To be led away from this quest for his own ingenuity towards something more cozy infuriates him precisely because he wants to be led away. If he could refuse it at will, he could take it or leave it as and when he wanted it. But if his ‘will is weakened by her love and warmth and shelter’ he is diverted from what he believe to be his true goal. The fact that he has kept the ‘schedule of trains’ — metaphorically speaking a backdoor — also means that he hasn’t been ready trade in his dreams completely for ‘love and warmth and shelter’. He only wanted it for a while. And if all the men she knew were like this, she probably didn’t want him to trade in his dreams completely.

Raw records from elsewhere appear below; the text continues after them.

PR #11311, opened 2025-08-06
feat: propagate const for inline const

ahabhgk:
## Summary

Propagate const:

```js
const a = 1;
const b = 2;
export const value = a + b // before this won't inline, this PR will inline it
```

## Checklist

### DIFF
--- a/crates/rspack_core/src/exports/utils.rs
+++ b/crates/rspack_core/src/exports/utils.rs
@@ -5,7 +5,7 @@ use rspack_cacheable::{
   cacheable,
   with::{AsPreset, AsVec},
 };
-use rspack_util::{atom::Atom, json_stringify};
+use rspack_util::{atom::Atom, json_stringify, ryu_js};
 use rustc_hash::FxHashSet as HashSet;
 
 use crate::DependencyId;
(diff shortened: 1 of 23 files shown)


crates/rspack_core/src/exports/utils.rs
```diff
@@ -33,55 +33,76 @@ pub enum UsedExports {
...
-#[cacheable]
-#[derive(Debug, Clone, Hash, PartialEq, Eq)]
-pub struct EvaluatedInlinableValue(EvaluatedInlinableValueInner);
+impl Hash for EvaluatedInlinableValue {
+  fn hash<H: std::hash::Hasher>(&self, state: &mut H) {
+    match self {
+      EvaluatedInlinableValue::Null => 0.hash(state),
+      EvaluatedInlinableValue::Undefined => 1.hash(state),
+      EvaluatedInlinableValue::Boolean(v) => {
+        2.hash(state);
```
quininer: maybe use https://doc.rust-lang.org/stable/std/mem/fn.discriminant.html ?

SyMind (dismissed):

quininer (changes requested):

quininer (approved):

PR #11315, opened 2025-08-06
fix: export the missing `PathData` type

colinaaa:
## Summary

This type can be used when using function in `output.filename`. It would be great to have type exported.

## Related links

https://rsbuild.rs/config/output/filename#using-function

## Checklist

### DIFF
--- a/packages/rspack/src/exports.ts
+++ b/packages/rspack/src/exports.ts
@@ -8,10 +8,10 @@ export type {
 	Asset,
 	AssetInfo,
 	Assets,
+	ChunkPathData,
 	CompilationParams,
 	LogEntry,
-	PathData,
-	PathDataChunkLike
+	PathData
 } from "./Compilation";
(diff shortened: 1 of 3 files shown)


packages/rspack/src/exports.ts
```diff
@@ -9,7 +9,9 @@ export type {
 	AssetInfo,
 	Assets,
 	CompilationParams,
-	LogEntry
+	LogEntry,
+	PathData,
+	PathDataChunkLike
```
chenjiahan: To be consistent with webpack, how about renaming `PathDataChunkLike` to `ChunkPathData`?

https://github.com/webpack/webpack/blob/f2228eaa098b06e43d086f89f36a81c7888bad12/types.d.ts#L1628

colinaaa: Make sense! I've updated the exported type.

In the second verse, this is why she hates to see this apparently new man give up — disown his dreams ‘as if they were the burden of some other’. The image of the ‘highway that is curling up like smoke above his shoulder’ is a symbol the vagrant search for the ‘high and wild card’ he has temporarily left behind. Maybe he thinks of the highway as a whiff of smoke easily blown away by a new and better life with her. Maybe it is an image of where his true heart lies. Anyhow, it seems that it is this highway that she enters, when she opens ‘the handle of the road’. They switch roles. She has had enough of being the manger. She wants to be the stranger, now.

This is the reason why the speaker in the poem, using first person for the first time in the text, believes that they might ‘meet between trains’. She has left her shelter and now, instead of him seeking her as a manger (metaphorically speaking a safe haven), she has become like him: an interesting stranger, which other people might be drawn to. But as strangers, they are not reliable. Their relationship will be romantically coincidental: ‘upon the shore, beneath a bridge…’. And she realizes that it probably will not be at all. She says ‘the bridge or someplace later’, perhaps playing along with the fiction that it will ever happen that two people like that (both reaching for the sky just to surrender, watching for the high and wild card, etc.) will ever have their romantic encounter.

As the song ends with the chorus, she alone again. She is sweeping up jokers, etc., because even embarking on her own path and becoming a stranger herself, did not make him stay. It just made their relationship romantically impossible, rather than a cozy manger, which he could use as long as he liked.